Current dataframe is as follows:
df = pd.read_csv('filename.csv', delimiter=',')
print(df)
idx uniqueID String CaseType
0 1 'hello1' 1.0
1 1 'hello2' 1.0
2 1 'goodbye1' 1.0
3 1 'goodbye2' 1.0
4 2 'hello1' 3.0
5 2 'hello2' 3.0
6 2 'hello3' 3.0
7 3 'goodbye1' 1.0
8 3 'goodbye2' 1.0
9 3 'goodbye3' 1.0
10 4 'hello' 2.0
11 4 'goodbye' 2.0
Expected Output: (Please note they are grouped based on uniqueID, and the case Type follows the last string of the uniqueID.)
idx Source Destination
0 'hello1' 'hello2'
1 'hello2' 'goodbye1'
3 'goodbye1' 'goodbye2'
4 'goodbye2' '1.0'
6 'hello1' 'hello2'
7 'hello2' 'hello3'
8 'hello3' '3.0'
10 'goodbye1' 'goodbye2'
11 'goodbye2' 'goodbye3'
12 'goodbye3' '1.0'
13 'hello' 'goodbye'
14 'goodbye' '2.0'
Question: How do I transform the pandas dataframe in this way?
Currently, I am iterating through every row in a for loop, and for each uniqueId, adding each string CaseType (at the end) to a list, then splitting up that list and adding it to a new dataframe. It is incredibly slow.

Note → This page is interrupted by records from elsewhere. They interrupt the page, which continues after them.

Issue #1457, opened 2023-05-10
Healing after failed refresh


glazychev-art:
## Expected Behavior

Healing works as expected

## Current Behavior

Healing doesn't work if refresh fails

## Failure Information (for bugs)

This happens because we cancel the previous healing monitoring on refresh, but do nothing in case of error: 
https://github.com/networkservicemesh/sdk/blob/6fa2f68d5532ace9f0d7c4edccb1e069d35c15df/pkg/networkservice/common/heal/client.go#L61-L68

Perhaps we need to consider re-refresh right after a failure, or try to restore the previous monitoring

## Steps to Reproduce

1. NSC connects to NSE
2. Refresh Request from NSC fails
3. Kill NSE to start healing
4. Healing doesn't start

## Context

* Kubernetes Version:
* etc.

d-uzlov:
There are 2 separate problems:
1. Refresh doesn't do anything if its request fails
2. Heal stops working after a refresh failed

--- 
> Refresh doesn't do anything if its request fails

I see 2 strategies:
1. Use `retry` strategy for refreshes:
  On error repeat requests every `interval` milliseconds until one request succeeds
2. On error reduce refresh interval in half:
  For example: `refresh after 3 minutes` -> `error` -> `refresh after 1.5 minutes` -> `error` -> `refresh after 0.75 minutes` -> `success` -> `refresh after 3 minutes`

---
> Heal stops working after a refresh failed

Current `heal` behavior when it receives a request:
- Stop current monitor thread.
- On success create a new monitor thread.
- On error do nothing.

This works because of the monitor thread behavior:
- Monitor can be cancelled while it waits for "down" events
- Monitor can never be cancelled after it received a "down" event and started healing
- Monitor retries requests until one succeeds
- Monitor checks data plane in the healing loop

Reasons heal must stop monitoring before request:
1. Control plane monitoring relies on gRPC connection to next server, which is closed and recreated during request, to update timeouts and tokens.
2. Data plane monitoring may give you a false-negative result if connection was interrupted during request

Reasons heal does not start monitoring after error:
1. Control plane monitoring doesn't work because gRPC connection is closed on request error.
2. Usually failed requests are caused by healing loop. If we start a new one while the old is still running, we will have several parallel healing loops.
3. If error happens before first success for current connection, there is no reason to heal it.

But monitoring after error is required in case the fail was caused be refresh or by user.
We need to solve the reasons `heal` doesn't start a new monitor on error:
[...]

PR #1465, opened 2023-06-06
Fix healing after failed refresh

d-uzlov:
## Description

Restart connection monitoring after a failed refresh.

## Issue link

https://github.com/networkservicemesh/sdk/issues/1457

## How Has This Been Tested?

- [x] Tested manually
- [ ] Have not tested

## Types of changes

- [x] Bug fix
- [ ] New functionality
- [ ] Documentation
- [ ] Refactoring
- [ ] CI

### DIFF
--- a/pkg/networkservice/chains/client/options.go
+++ b/pkg/networkservice/chains/client/options.go
@@ -109,3 +109,13 @@ func WithoutRefresh() Option {
 		c.refreshClient = null.NewClient()
 	}
 }
+
+// WithRefresh sets a custom refreshClient for the client chain
+func WithRefresh(refreshClient networkservice.NetworkServiceClient) Option {
+	if refreshClient == nil {
+		panic("refreshClient cannot be nil")
+	}
+	return Option(func(c *clientOptions) {
+		c.refreshClient = refreshClient
+	})
+}
--- a/pkg/networkservice/common/heal/eventloop.go
+++ b/pkg/networkservice/common/heal/eventloop.go
@@ -94,6 +94,80 @@ func newEventLoop(ctx context.Context, cc grpc.ClientConnInterface, conn *networ
 	return eventLoopCancel, cev.monitorFinishedCh, nil
 }
 
+func (cev *eventLoop) eventLoop() {
+	needToHeal, reselect := cev.waitForEvents()
+
+	if !needToHeal {
+		return
+	}
+
+	for {
+		select {
+		case <-cev.chainCtx.Done():
+			return
+		default:
+			if cev.chainCtx.Err() != nil {
+				return
+			}
+
+			// We need to force check the DataPlane if a down event was received from the ControlPlane
+			if !reselect {
+				deadlineCtx, deadlineCancel := context.WithDeadline(cev.chainCtx, time.Now().Add(cev.heal.livenessCheckTimeout))
+				if !cev.heal.livenessCheck(deadlineCtx, cev.conn) {
+					cev.logger.Warnf("Data plane is down")
+					reselect = true
+				}
+				deadlineCancel()
+			}
+
+			var options []begin.Option
+			if reselect {
+				cev.logger.Debugf("Reconnect with reselect")
+				options = append(options, begin.WithReselect())
+			}
+			err := <-cev.eventFactory.Request(options...)
+			if err == nil {
+				return
+			}
+		}
+	}
+}
+
+func (cev *eventLoop) waitForEvents() (needToHeal bool, reselect bool) {
+	defer close(cev.monitorFinishedCh)
+
+	ctrlPlaneCh := cev.monitorCtrlPlane()
+	dataPlaneCh := cev.monitorDataPlane()
+
+	if dataPlaneCh == nil {
+		// Since we don't know about data path status - always use reselect
+		reselect = true
+	}
+
+	select {
+	case _, ok := <-ctrlPlaneCh:
+		if ok {
+			// Connection closed
+			return
+		}
+		cev.logger.Warnf("Control plane is down")
+		needToHeal = true
+		cev.monitorFinishedCh <- needToHeal
+	case _, ok := <-dataPlaneCh:
+		if ok {
+			// Connection closed
+			return
+		}
+		cev.logger.Warnf("Data plane is down")
+		reselect = true
+		needToHeal = true
+		cev.monitorFinishedCh <- needToHeal
+	case <-cev.chainCtx.Done():
+	case <-cev.eventLoopCtx.Done():
+	}
+	return
+}
+
 func (cev *eventLoop) monitorCtrlPlane() <-chan struct{} {
 	res := make(chan struct{}, 1)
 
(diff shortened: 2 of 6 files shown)


pkg/networkservice/chains/client/options.go
```diff
@@ -109,3 +109,13 @@ func WithoutRefresh() Option {
...
+
+// WithRefresh sets a custom refreshClient for the client chain
+func WithRefresh(refreshClient networkservice.NetworkServiceClient) Option {
+	if refreshClient == nil {
+		panic("refreshClient cannot be nil")
+	}
+	return Option(func(c *clientOptions) {
+		c.refreshClient = refreshClient
+	})
+}
```
denis-tingaikin, line 121: Do not add a new api for testing goals.

pkg/networkservice/chains/nsmgr/select_forwarder_test.go
```diff
@@ -219,8 +219,6 @@ func Test_DiscoverForwarder_ChangeForwarderOnDeath_LostHeal(t *testing.T) {
 	conn, err = nsc.Request(ctx, request.Clone())
 	require.NoError(t, err)
 	require.Equal(t, 1, counter.UniqueRequests())
-	require.Equal(t, 2, counter.Requests())
-	require.Equal(t, 0, counter.Closes())
```
denis-tingaikin, line 223: Could you explain the change?

pkg/networkservice/chains/nsmgr/select_forwarder_test.go
```diff
@@ -288,7 +286,5 @@ func Test_DiscoverForwarder_ChangeRemoteForwarderOnDeath(t *testing.T) {
 	conn, err = nsc.Request(ctx, request.Clone())
 	require.NoError(t, err)
 	require.Equal(t, 1, counter.UniqueRequests())
-	require.Equal(t, 3, counter.Requests())
-	require.Equal(t, 0, counter.Closes())
```
denis-tingaikin, line 292: Could you explain the change?

pkg/networkservice/common/heal/eventloop.go
```diff
@@ -142,54 +153,59 @@ func (cev *eventLoop) eventLoop() {
...
 		cev.logger.Warnf("Data plane is down")
 		reselect = true
+		needToHeal = true
+		cev.monitorFinishedCh <- needToHeal
 	case <-cev.chainCtx.Done():
-		return
 	case <-cev.eventLoopCtx.Done():
-		return
 	}
+	return needToHeal, reselect
```
denis-tingaikin, line 173:
```suggestion
	return false, false
```

pkg/networkservice/common/heal/eventloop.go
```diff
@@ -142,54 +153,59 @@ func (cev *eventLoop) eventLoop() {
...
 		if ok {
 			// Connection closed
-			return
+			return needToHeal, reselect
 		}
-		// Start healing
 		cev.logger.Warnf("Data plane is down")
 		reselect = true
+		needToHeal = true
+		cev.monitorFinishedCh <- needToHeal
```
denis-tingaikin, line 169:
```suggestion
		cev.monitorFinishedCh <- needToHeal
		return true, true
```

pkg/networkservice/common/heal/eventloop.go
```diff
@@ -142,54 +153,59 @@ func (cev *eventLoop) eventLoop() {
...
 	case _, ok := <-dataPlaneCh:
 		if ok {
 			// Connection closed
-			return
+			return needToHeal, reselect
 		}
-		// Start healing
 		cev.logger.Warnf("Data plane is down")
 		reselect = true
+		needToHeal = true
```
denis-tingaikin, line 168:
```suggestion
```

pkg/networkservice/common/heal/eventloop.go
```diff
@@ -142,54 +153,59 @@ func (cev *eventLoop) eventLoop() {
 	case _, ok := <-ctrlPlaneCh:
 		if ok {
 			// Connection closed
-			return
+			return needToHeal, reselect
```
denis-tingaikin, line 156:
```suggestion
			return false, false
```

pkg/networkservice/common/heal/eventloop.go
```diff
@@ -142,54 +153,59 @@ func (cev *eventLoop) eventLoop() {
...
 		}
-		// Start healing
 		cev.logger.Warnf("Control plane is down")
+		needToHeal = true
+		cev.monitorFinishedCh <- needToHeal
 	case _, ok := <-dataPlaneCh:
 		if ok {
 			// Connection closed
-			return
+			return needToHeal, reselect
```
denis-tingaikin, line 164:
```suggestion
			return false, false
```

pkg/networkservice/common/heal/eventloop.go
```diff
@@ -142,54 +153,59 @@ func (cev *eventLoop) eventLoop() {
...
-			if !reselect {
-				deadlineCtx, deadlineCancel := context.WithDeadline(cev.chainCtx, time.Now().Add(cev.heal.livenessCheckTimeout))
-				if !cev.heal.livenessCheck(deadlineCtx, cev.conn) {
-					cev.logger.Warnf("Data plane is down")
-					reselect = true
+			// Handle error
+			if err != nil {
+				s, _ := status.FromError(err)
+				// This condition means, that the client closed the connection. Stop healing
+				if s.Code() == codes.Canceled {
```
denis-tingaikin, line 194: Why are we looking at grpc status?

pkg/networkservice/common/heal/eventloop.go
```diff
@@ -142,54 +153,59 @@ func (cev *eventLoop) eventLoop() {
 	case _, ok := <-ctrlPlaneCh:
 		if ok {
 			// Connection closed
-			return
+			return needToHeal, reselect
 		}
-		// Start healing
 		cev.logger.Warnf("Control plane is down")
+		needToHeal = true
+		cev.monitorFinishedCh <- needToHeal
```
denis-tingaikin, line 160:
```suggestion
		cev.monitorFinishedCh <- true
```

pkg/networkservice/common/heal/eventloop.go
```diff
@@ -142,54 +153,59 @@ func (cev *eventLoop) eventLoop() {
 	case _, ok := <-ctrlPlaneCh:
 		if ok {
 			// Connection closed
-			return
+			return needToHeal, reselect
 		}
-		// Start healing
 		cev.logger.Warnf("Control plane is down")
+		needToHeal = true
```
denis-tingaikin, line 159:
```suggestion
```

pkg/networkservice/common/heal/eventloop.go
```diff
@@ -66,69 +68,78 @@ func newEventLoop(ctx context.Context, cc grpc.ClientConnInterface, conn *networ
...
-	res := make(chan struct{}, 1)
-
-	go func() {
-		defer close(res)
+func (cev *eventLoop) eventLoop() {
+	needToHeal, reselect := cev.waitForEvents()
 
-		for {
-			eventIn, err := cev.client.Recv()
+	if !needToHeal {
```
denis-tingaikin, line 102: Probably name inversion could be more clear

```suggestion
	if healthy {
```

denis-tingaikin: What if needToHead=false and reselct=true?

pkg/networkservice/common/heal/eventloop.go
```diff
@@ -66,69 +68,78 @@ func newEventLoop(ctx context.Context, cc grpc.ClientConnInterface, conn *networ
...
-				// Otherwise - Start healing
-				return
+				deadlineCancel()
 			}
 
-			// Handle event. Start healing
-			if eventIn.GetConnections()[cev.conn.GetId()].GetState() == networkservice.State_DOWN {
+			var options []begin.Option
+			if reselect {
+				cev.logger.Debugf("Reconnect with reselect")
```
denis-tingaikin, line 127:
```suggestion
			var options []begin.Option
			if reselect {
			...
			} else {
				deadlineCtx, deadlineCancel := context.WithDeadline(cev.chainCtx, time.Now().Add(cev.heal.livenessCheckTimeout))
				if !cev.heal.livenessCheck(deadlineCtx, cev.conn) {
					cev.logger.Warnf("Data plane is down")
					reselect = true
				}
				deadlineCancel()
			}
```

pkg/networkservice/common/heal/eventloop.go
```diff
@@ -66,69 +68,78 @@ func newEventLoop(ctx context.Context, cc grpc.ClientConnInterface, conn *networ
...
 		}
-	}()
-
-	return res
+	}
 }
 
-func (cev *eventLoop) eventLoop() {
-	reselect := false
+func (cev *eventLoop) waitForEvents() (needToHeal, reselect bool) {
```
denis-tingaikin, line 139: As I can see always if needToHeal is true then reselect is also true. 

Consider to merge to one bool response.

denis-tingaikin (changes requested):

pkg/networkservice/common/heal/eventloop.go
d-uzlov: This is the contract of `MonitorConnection_MonitorConnectionsClient` interface which is generated by GRPC.
This is an old code, I didn't modify it, I just moved to around to make it easier to read.
I moved it back to reduce number of changes in PR.

pkg/networkservice/chains/client/options.go
d-uzlov: Fixed

pkg/networkservice/chains/nsmgr/select_forwarder_test.go
d-uzlov: I modified it because this test was unstable, and yesterday the CI was constantly failing.
There was somewhat of a race between the test code and healing.
I figured out that this check isn't really important for the purpose of this test.
Now I pushed a better solution which makes the test more deterministic.

pkg/networkservice/common/heal/eventloop.go
d-uzlov: In the event monitoring there are three states:
1. Context was cancelled, `needToHeal == false`
2. Control plane is down, `needToHeal == true`, `reselect == false`
3. Data plane is down, `needToHeal == true`, `reselect == true`

Maybe we could add a special enum for these three states, but I think the code would only become more complex, because these 2 variables are checked and changed in different places.

d-uzlov: > Probably name inversion could be more clear

Fixed.
I modified it to use `canceled`.

pkg/networkservice/common/heal/eventloop.go
d-uzlov: This is also old code that was moved. Now I reverted this to make it clear that I didn't modify it.
Here `reselect` is not a constant flag. It is used as a state that could be switched, so it doesn't make sense to use `if-else` pattern.

denis-tingaikin (approved):

denis-tingaikin:
@glazychev-art Could you have a look?

glazychev-art (approved):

Following this, the next step is to get the total counts/occurences for each row of the output. Essentially, if there are duplicate rows of source:destination (ie, we have 3 rows of 'hello' 'goodbye', it would result in 1 row with 'hello' 'goodbye' with their count as the 3rd column)
Example:
Original:
idx Source Destination
0 'hello1' 'hello2'
1 'hello2' 'hello3'
2 'hello1' 'hello2'
3 'hello4' 'goodbye'
Expected Output:
idx Source Destination Count
0 'hello1' 'hello2' 2
1 'hello2' 'hello3' 1
2 'hello4' 'goodbye' 1
I presume the first step is slightly more complex with pandas logic, and the next step is essentially just combining duplicates and getting their count, but I am new to pandas and not entirely sure how to do either. Thank you in advance.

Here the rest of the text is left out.